For even $n$ : $b_n = 0$ . For odd $n = 2k + 1$ : $b_n = \frac{8}{\pi n^3}$ .

$u(x, t) = \frac{8}{\pi}\sum_{k=0}^{\infty} \frac{\sin((2k+1)x)}{(2k+1)^3} e^{-(2k+1)^2 t}$ . $\blacksquare$

8.16 Worked Example: D’Alembert’s Solution

Problem. Solve $u_{tt} = 4u_{xx}$ for $-\infty \lt x \lt \infty$ with $u(x, 0) = e^{-x^2}$ and $u_t(x, 0) = 0$ .

Solution

Solution. Here $c = 2$ . By D’Alembert’s formula with $g = 0$ :

$u(x, t) = \frac{f(x + 2t) + f(x - 2t)}{2} = \frac{e^{-(x+2t)^2} + e^{-(x-2t)^2}}{2}$ .

This represents two Gaussian pulses traveling in opposite directions at speed 2. $\blacksquare$

## 9. Stability and Phase Plane Analysis

9.1 Autonomous Systems

For $\mathbf{x}' = \mathbf{f}(\mathbf{x})$ A critical point $\mathbf{x}^*$ satisfies $\mathbf{f}(\mathbf{x}^*) = \mathbf{0}$ .

9.2 Linearization and Stability

Let $A = J\mathbf{f}(\mathbf{x}^*)$ be the Jacobian at the critical point. The eigenvalues of $A$ Determine the local stability:

Eigenvalues of $A$	Type	Stability
Both real, negative	Stable node	Asymptotically stable
Both real, positive	Unstable node	Unstable
Real, opposite signs	Saddle point	Unstable
Complex, $\mathrm{Re}(\lambda) \lt 0$	Stable spiral	Asymptotically stable
Complex, $\mathrm{Re}(\lambda) > 0$	Unstable spiral	Unstable
Purely imaginary	Center	(Marginally) stable

9.3 Lyapunov Stability

Definition. A critical point $\mathbf{x}^*$ is stable if for every $\varepsilon > 0$ There Exists $\delta > 0$ such that $\|\mathbf{x}(0) - \mathbf{x}^*\| \lt \delta$ implies $\|\mathbf{x}(t) - \mathbf{x}^*\| \lt \varepsilon$ for all $t > 0$ .

It is asymptotically stable if it is stable and $\mathbf{x}(t) \to \mathbf{x}^*$ as $t \to \infty$ .

Theorem 9.1 (Lyapunov). If there exists a continuously differentiable function $V$ (a Lyapunov Function) such that $V(\mathbf{x}^*) = 0$ , $V(\mathbf{x}) > 0$ for $\mathbf{x} \neq \mathbf{x}^*$ And $\dot{V} \leq 0$ in a neighbourhood of $\mathbf{x}^*$ Then $\mathbf{x}^*$ is stable.
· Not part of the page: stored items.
Issue #9855, opened 2024-12-24
When searching for a members' phone number directly through the pharmacy retail sale, membership is not filled in by default.


DeshaniPubudu:
Without going through the membership,
When searching for a phone number related to a Member through the Pharmacy Retail Sales, the member's membership should be filled in by default.

Pharmacy/Retail Sale

buddhika75:
Done

PR #9896, opened 2024-12-28
When searching for a members' phone number directly through the pharmacy retail sale, membership is not filled in by default. #9855

buddhika75:


DamithDeshan (approved):
No Issues

PR #10005, opened 2025-01-06
10004 improvements in expiry item report

SandithP2001:


SandithP2001:
Cannot add columns - parent category code, parent category name, secondary UOM ---> these values not record in our system
Batch wise total, Batch wise Qty, Item wise total, Item wise Qty ----> Can get values for this columns but it will repeat same value in many rows (Dr said need to discuss with Dr)

ChinthakaPrasad (approved):

PR #10056, opened 2025-01-09
9994 search filter issue in inpatient direct issue by bill

ChinthakaPrasad:
supplier upload validation is fixed for empty cells.
Direct issue for BHT bill search by department is done.

### DIFF
--- a/src/main/java/com/divudi/bean/emr/DataUploadController.java
+++ b/src/main/java/com/divudi/bean/emr/DataUploadController.java
@@ -4623,6 +4623,19 @@ public class DataUploadController implements Serializable {
 
         return agencyList;
     }
+    
+    public boolean isRowEmpty(Row row){
+        if(row == null){
+            return true;
+        }
+        
+        for(Cell cell : row){
+            if(cell != null && cell.getCellType()!= CellType.BLANK){
+                return false;
+            }
+        }
+        return true;
+    }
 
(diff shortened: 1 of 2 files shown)


src/main/java/com/divudi/bean/emr/DataUploadController.java
```diff
@@ -4623,6 +4623,19 @@ private List<Institution> readAgenciesFromExcel(InputStream inputStream) throws
 
         return agencyList;
     }
+    
+    public boolean isRowEmpty(Row row){
+        if(row == null){
```
GSMgeeth:
``` Java
if (row != null) {
    for (Cell cell : row) {
        if (cell != null && cell.getCellType() != CellType.BLANK) {
            return false;
        }
     }
}

return true;
```

src/main/java/com/divudi/bean/emr/DataUploadController.java
```diff
@@ -4638,6 +4651,10 @@ private List<Institution> readSuppliersFromExcel(InputStream inputStream) throws
         }
         while (rowIterator.hasNext()) {
             Row row = rowIterator.next();
+            
+            if(row == null || isRowEmpty(row)){
```
GSMgeeth: The `isRowEmpty()` method already checks row nullability. You can ignore it here and only do `if (isRowEmpty(row))`.

GSMgeeth (changes requested):

PR #1241, opened 2024-08-27
Refactor block retrieval

### LINKED ISSUE #973: Remove `first_round` from rules files

BeritJanssen:
This PR implements the last steps to close #973.


drikusroor (commented):
I made some minor comments, but I found it hard to review this PR as I don't really understand what its intention is

BeritJanssen:
To clarify: the intention is that the `get` request to `block` doesn't return the `next_round` array anymore, but only information on theme etc., and most importantly, the session id. That id is then used to make a `session/{id}/next_round` request. I've always found the construct of having the request to `block` already contain actions defined in the rules files confusing and awkward to work with. That also does away with the necessity of having a distinction between `Block` / `ExtendedBlock`, as far as I could see.

BeritJanssen:
Ah yes, but now I read back the changes I realize I also mixed in commits to remove the `Consent` option from the potential block actions.

PR #1243, opened 2024-08-27
Refactor: Properly type Block child components

drikusroor:


frontend/src/components/Trial/Trial.tsx
```diff
@@ -17,7 +17,7 @@ export interface IFeedbackForm {
     is_skippable: boolean;
 }
 
-interface TrialProps {
+export interface TrialProps {
     playback: any;
```
BeritJanssen, line 21: We should still type the playback arguments as well (can be left for later).

BeritJanssen (approved):

frontend/src/components/Trial/Trial.tsx
drikusroor: Good spot. It might be possible to use the `PlaybackArgs` type that we already have. I will investigate it.

PR #1250, opened 2024-09-03
Fix `speech2song`, `musical_preferences` and `huang_2022` after refactor

BeritJanssen:
I noticed some issues with the above-mentioned experiments, which this PR fixes:
- `speech2song` still used the `session.current_round` field; replaced with `session.get_rounds_passed()` method and adjusted conditions to progress from one set of trials (i.e., different languages, environmental sounds) to another
- `musical_preferences` had a `Playlist` action, while it shouldn't have one -> removed; also adjusted the counter so it starts at 1 and not at 0.
- `huang_2022` didn't have a `Playlist` action, while it should have one -> added


backend/experiment/rules/musical_preferences.py
```diff
@@ -21,7 +21,7 @@
 class MusicalPreferences(Base):
     ID = 'MUSICAL_PREFERENCES'
     default_consent_file = 'consent/consent_musical_preferences.html'
-    preference_offset = 20
+    preference_offset = 21
```
drikusroor, line 24: What is preference offset?

backend/experiment/rules/tests/test_speech2song.py
```diff
@@ -70,3 +70,30 @@ def test_next_round_serialization(self):
...
+                self.assertIsInstance(actions[0], Explainer)
+                self.assertEqual(self._number_of_sound_trials(actions), 1)
+            elif i == self.block.rounds - 1:
+                self.assertIsInstance(actions[0], Final)
+            elif i == speech2song.n_trials_per_block * 2 * 3 + 1:
+                self.assertIsInstance(actions[0], Explainer)
+            elif i % 2 == 0:
+                self.assertEqual(self._number_of_sound_trials(actions), speech2song.n_presentations)
+            elif i % 2 == 1:
+                self.assertEqual(self._number_of_sound_trials(actions), 1)
```
drikusroor, line 95: Is this a test of the complete flow? I was thinking of trying to make this happen for more experiments. Simulate the frontend and so on, almost like an E2E test but faster

drikusroor (approved):
LGTM. Perhaps you could add a single comment to explain what preference offset does

albertas-jn (approved):

backend/experiment/rules/tests/test_speech2song.py
BeritJanssen: Yes, I thought to go through all the rounds which should be theoretically there. Indeed, I think we can test a lot of the stuff that can go wrong in this way. Perhaps something to discuss: where do we expect problems to happen? Perhaps the e2e tests could also work with pretty dumb mock rules, which only present each action (with potential flavours) once? And testing the logic of the rules files in this way?

PR #1251, opened 2024-09-04
Added: Make submit row fixed on the bottom of the screen until the user scrolls down completely

### LINKED ISSUE #1226: Add save button on top of form(s) or make it float
As the Experiment / Phase / Block form + TranslatedContent form might get fairly big in the nearby future, the user will have to scroll down a lot in order to be able to save the form, even when it only changes something in the top of the form (like the name or slug).

Add a Save & Cancel button on top of the form.

Make the Save & Cancel button (that are on the bottom of the page right now) float along using `position: fixed;` so that they are always visible.

**Additional context**

drikusroor:
We can also look into integrating this little feature into *all* forms automatically, but I think right now only the experiment form can grow big enough to actually need this feature, right?

Resolves #1226

### DIFF
--- a/backend/experiment/static/experiment_form.css
+++ b/backend/experiment/static/experiment_form.css
@@ -6,3 +6,28 @@
 .inline-group .inline-heading:hover {
     text-decoration: underline;
 }
+
+/* Floating class for the submit row */
+.submit-row.floating {
+    position: fixed;
+    bottom: 0;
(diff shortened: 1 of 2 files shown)


BeritJanssen (approved):
Indeed, I don't think we need to add the `floating` class to other submit buttons just yet.

PR #1254, opened 2024-09-06
Refactor: Refactor makeResult function and form handling in Trial component

### LINKED ISSUE #1245: Improve the handling of missing form elements / questions in `Trial.tsx`
In theory, a feedback form could be undefined or an empty array. In case that happens, we now declare it to be an array with an empty object in it. This seems like something that can be improved. TypeScript also doesn't like it. What is the intended behavior in case the feedback form is null/empty? Should we perhaps declare/keep it to be an empty array, or instead declare the empty object to be like a "stub" question with a timeout on it or something?

https://github.com/Amsterdam-Music-Lab/MUSCLE/blob/6734719bda2447748aa25a5ed3c3bcc65a977822/frontend/src/components/Trial/Trial.tsx#L71-L73

drikusroor:
This pull request includes several refactorings in the Trial component. The `checkBreakRound` function has been refactored to use explicit types for parameters. The handling of the `form` variable has been moved inside the `feedback_form` check, as it is only utilized from within that if statement. The assignment of `form` has been simplified, and it is now initialized as an empty array if undefined. Additionally, there is a fix for assertions in tests.

Resolves #1245


frontend/src/components/Trial/Trial.tsx
```diff
@@ -114,18 +82,56 @@ const Trial = (props: TrialProps) => {
...
+                form.map((formElement) => (formElement.value = "TIMEOUT"));
+            }
+
+            if (feedback_form.is_skippable) {
+                form.map((formElement => (formElement.value = formElement.value || '')))
             }
+
+            const breakRoundOn = config.break_round_on;
+            const shouldBreakRound = breakRoundOn && checkBreakRound(form.map((formElement) => formElement.value), breakRoundOn);
+            const shouldCallOnNextInOnResult = !shouldBreakRound
```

If $\dot{V} \lt 0$ for $\mathbf{x} \neq \mathbf{x}^*$ Then $\mathbf{x}^*$ is asymptotically stable.

9.4 Worked Example: Linearization

Problem. Find and classify the critical points of $x' = x - y$ , $y' = x^2 + y^2 - 1$ .

Solution

Solution. Set $x' = 0$ and $y' = 0$ :

$x - y = 0 \implies y = x$

$x^2 + x^2 - 1 = 0 \implies 2x^2 = 1 \implies x = \pm 1/\sqrt{2}$

Critical points: $(1/\sqrt{2}, 1/\sqrt{2})$ and $(-1/\sqrt{2}, -1/\sqrt{2})$ .

The Jacobian is $J = \begin{pmatrix} 1 & -1 \\ 2x & 2y \end{pmatrix}$ .

At $(1/\sqrt{2}, 1/\sqrt{2})$ : $J = \begin{pmatrix} 1 & -1 \\ \sqrt{2} & \sqrt{2} \end{pmatrix}$ .

$\mathrm{tr}(J) = 1 + \sqrt{2} > 0$ , $\det(J) = \sqrt{2} + \sqrt{2} = 2\sqrt{2} > 0$ .

$\tau^2 - 4\Delta = (1 + \sqrt{2})^2 - 8\sqrt{2} = 3 + 2\sqrt{2} - 8\sqrt{2} = 3 - 6\sqrt{2} \lt 0$ .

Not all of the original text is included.